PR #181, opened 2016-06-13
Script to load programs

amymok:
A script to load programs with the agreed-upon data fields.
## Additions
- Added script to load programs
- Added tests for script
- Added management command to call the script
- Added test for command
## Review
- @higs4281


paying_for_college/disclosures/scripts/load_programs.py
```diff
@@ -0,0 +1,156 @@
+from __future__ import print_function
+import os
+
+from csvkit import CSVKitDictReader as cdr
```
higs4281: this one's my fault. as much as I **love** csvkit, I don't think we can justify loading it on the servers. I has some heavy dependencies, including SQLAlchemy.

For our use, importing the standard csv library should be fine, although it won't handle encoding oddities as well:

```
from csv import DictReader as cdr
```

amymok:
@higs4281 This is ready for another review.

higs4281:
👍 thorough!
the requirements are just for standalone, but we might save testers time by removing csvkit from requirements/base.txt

* * *

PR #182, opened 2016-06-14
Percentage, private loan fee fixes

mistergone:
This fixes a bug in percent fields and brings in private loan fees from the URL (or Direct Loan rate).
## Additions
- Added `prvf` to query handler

Problem description:
What lines of the preceding data include the string "Added"? Pull them out.

Written response:
- Added script to load programs
- Added tests for script
- Added management command to call the script
- Added test for command
- Added `prvf` to query handler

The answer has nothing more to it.